Most webcomics are amateurish, as befits amateur artists, and none that I've seen cut the artistic muster of a professional comic, but a lot have very well-developed plots.


----------



## Karen (Aug 21, 2003)

Washer said:
			
		

> Most webcomics are amateurish, as befits amateur artists, and none that I've seen cut the artistic muster of a professional comic, but a lot have very well-developed plots.



As much as I appreciate your spreading the gospel of Webcomics (GO WEBCOMICS!!!!), I'm not sure if I can agree with that statement. I definitely know what you mean........professional comics usually have a level of polish that most webcomics can't match, thanks to having staffs of multiple artists with years of experience. However, I do'nt know if you can say that the art is BETTER as a result.

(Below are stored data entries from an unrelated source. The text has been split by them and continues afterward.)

PR #910, opened 2026-03-27
[codex] fix forked session double-counting and optimize loading

jackcpku:
## Why this PR matters

- Fixes a correctness bug: forked Codex sessions can replay an ancestor `token_count` prefix, and the previous loader counted that replay again. That inflated usage totals for fork-heavy workflows such as subagents.
- Makes large Codex histories much more practical to analyze by switching session loading to a streaming path with earlier filtering and online aggregation.

## Headline impact

| Area | Before | After |
| --- | --- | --- |
| Forked session accounting | replayed ancestor usage could be counted again | replayed ancestor prefixes are ignored |
| Large-history reliability | `daily` could appear hung and use multi-GB RSS | queries complete reliably with much lower peak memory |
| Narrow date filters | full-history scan first, filter later | file overlap is checked before parsing |

## Benchmark impact

> Summary: on the same one-day subset benchmark, this PR cuts peak RSS by about 55% at the cost of higher wall time. The main win is correctness for forked sessions plus avoiding multi-GB behavior on larger histories.

| Scenario | Before | After | Improvement |
| --- | ---: | ---: | ---: |
| Exact benchmark requested: `CODEX_HOME=/Users/jack/tmp/codex-home-one-day node dist/index.js daily --offline --since 20260327 --until 20260327 >/dev/null` | baseline `1.82s real`, `1243414528` max RSS | optimized `3.04s real`, `554549248` max RSS | about `55%` lower peak RSS, but wall time is slower on this tiny subset |
| Real local history: `daily --offline --since 20260327 --until 20260327` | effectively hung / very slow in earlier reproduction | `9.75s real`, `695648256` max RSS | command now completes reliably with much lower memory |
| Synthetic large-file prototype comparison | current package: `5.02s`, `5.42 GB` peak | optimized prototype: `1.15s`, `152 MB` peak | about `4.4x` faster, about `36x` less memory |
| Narrow date-range scan potential on this dataset | full scan: about `46G` | one-day directory: about `224 MB` | about `220x` less data to read when filters are narrow |

## Root cause

The previous implementation loaded `~/.codex/sessions/**/*.jsonl` with `readFile`, split the whole file into lines, validated/parsing each line in the hot path, pushed every event into arrays, and only then applied reporting filters and aggregation.

It also ignored `session_meta.payload.forked_from_id`, so when a child session replayed ancestor `token_count` history the loader treated that replay as fresh usage and double-counted it.

## What changed

- switched `apps/codex/src/data-loader.ts` from `readFile + split + per-line schema parsing` to streaming line-by-line parsing
- added file-level date overlap filtering before reading session files
- added callback-based loading so commands can aggregate online without materializing all events
- updated `daily`, `monthly`, and `session` commands to build summaries directly during load instead of collecting and sorting every event first
- kept the existing report builders, but refactored them so they can also finalize from pre-aggregated summaries
- deduplicated replayed `token_count` prefixes in forked sessions by following `forked_from_id` ancestry during load
- added coverage for streaming callback mode, date-range file skipping, and forked-session replay deduplication

## Validation

Checks run:

- `pnpm --filter @ccusage/codex test -- src/data-loader.ts`
- `pnpm --filter @ccusage/codex lint`
- `pnpm --filter @ccusage/codex typecheck`
- `pnpm --filter @ccusage/codex build`

CLI validation:

- baseline benchmark in a separate worktree: `cd /Users/jack/tmp/ccusage_repo-baseline/apps/codex && CODEX_HOME=/Users/jack/tmp/codex-home-one-day /usr/bin/time -l node dist/index.js daily --offline --since 20260327 --until 20260327 >/dev/null`
- `node dist/index.js daily --offline --since 20260327 --until 20260327` on the real local Codex history completed in `9.75s real` with `695648256` max RSS
- `CODEX_HOME=/Users/jack/tmp/codex-home-one-day node dist/index.js daily --offline --since 20260327 --until 20260327` completed in `3.04s real` with `554549248` max RSS
- verified `session` output on the real local history for `2026-03-27`
- verified `monthly` output on a one-day Codex subset home
- added regression coverage that deduplicates replayed fork prefixes and still works when the ancestor file falls outside the requested date range

### DIFF
--- a/apps/codex/src/commands/daily.ts
+++ b/apps/codex/src/commands/daily.ts
@@ -1,3 +1,4 @@
+import type { DailyUsageSummary } from '../_types.ts';
 import process from 'node:process';
 import {
 	addEmptySeparatorRow,
@@ -12,7 +13,7 @@ import pc from 'picocolors';
 import { DEFAULT_TIMEZONE } from '../_consts.ts';
 import { sharedArgs } from '../_shared-args.ts';
 import { formatModelsList, splitUsageTokens } from '../command-utils.ts';
-import { buildDailyReport } from '../daily-report.ts';
+import { accumulateDailyUsage, buildDailyReportRows } from '../daily-report.ts';
 import { loadTokenUsageEvents } from '../data-loader.ts';
 import { normalizeFilterDate } from '../date-utils.ts';
 import { log, logger } from '../logger.ts';
@@ -41,13 +42,23 @@ export const dailyCommand = define({
 			process.exit(1);
 		}
 
-		const { events, missingDirectories } = await loadTokenUsageEvents();
+		const summaries = new Map<string, DailyUsageSummary>();
+		const { missingDirectories } = await loadTokenUsageEvents({
+			since,
+			until,
+			timezone: ctx.values.timezone,
+			collectEvents: false,
+			sortEvents: false,
+			onEvent: (event) => {
+				accumulateDailyUsage(summaries, event, ctx.values.timezone);
+			},
+		});
 
 		for (const missing of missingDirectories) {
 			logger.warn(`Codex session directory not found: ${missing}`);
 		}
 
-		if (events.length === 0) {
+		if (summaries.size === 0) {
 			log(jsonOutput ? JSON.stringify({ daily: [], totals: null }) : 'No Codex usage data found.');
 			return;
 		}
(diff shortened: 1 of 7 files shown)


MaxGhenis:
I reviewed this against a real Codex corpus and found two additional correctness issues in the new loader path:

- some real logs emit a nonzero `last_token_usage` while `total_token_usage` is unchanged, so preferring `last_token_usage` can still overcount badly
- mixed `last_token_usage`-only then `total_token_usage` records double count unless the running baseline advances on the `last`-only events

I sent a small follow-up PR against the current branch here: https://github.com/jackcpku/ccusage/pull/1

It also lets `onEvent` callback errors bubble out instead of being swallowed as stream-read failures.

ryoppippi:
Closing during repository triage. This is superseded by current main or by later merged work, and it conflicts with the current unified adapter architecture. If a gap remains, it needs a fresh narrow PR against main.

Take "Demonology 101" for example, the story is fairly derivative (though interesting), but the way Faith handles facial expressions in the most recent chapters is far more artistic, nuanced, and complicated than how all but a select few of the 'professional' artists handle them. Now, her anatomy occaisionally gets a little strange (especially at the beginning, when she was really learning how to draw in the process of telling the story), but if you're definition of good art is art that expresses EMOTION, the art in D101 is better than 99% of the professional comics out there.

 In general, I find the art in webcomics to be far more stylistically varied and interesting than that of most professional comics, because there's so much passion behind it. Often, webcomic artists are struggling to learn how to create their comics as they're doing them, for zero money, while they have to juggle everything else in their life, because their desire to create and tell their story is just too strong to ignore. Compare that to the typical professional comic artist, who gets handed a script he didn't write featuring characters he didn't create, and all too often, seems to focus his energies on drawing perfect breasts on the heroines and clenched fists and "I am constipated!" grimaces for the muscle-bound heroes. Exhibit A, image comics.

Not to downplay the quality of some professional comics (and I would be the first to admit that a LOT of webcomics are poor quality, since a lot of people do them purely for fun), but I think there's a distinction between 'Professional-quality art', and 'Good-art'. There's overlap, but they are not the same thing at all.


----------



## The Pope (Aug 26, 2003)

I would say that the dismemberments were absolutely necessary.  It was supposed to leave a bad taste in your mouth, it's a story about a man that kills people.  He's supposed to offend you, as he's an offensive person doing very offensive things.  I think it's better the murder be detailed than just cutting to the next scene.


----------



## Karen (Aug 27, 2003)

Well, I guess I can understand where you're coming from, but I still feel the same way about it. I think the idea of what was done was offensive, without requiring spectacle. But that could just be me, I'm very anti-spectacle....Aristolean principles and all...


----------



## Luc (Sep 2, 2003)

Sir Joel of Cardwell said:
			
		

> I like comic books such as the Beano and the Dandy, the puns are outrageously silly!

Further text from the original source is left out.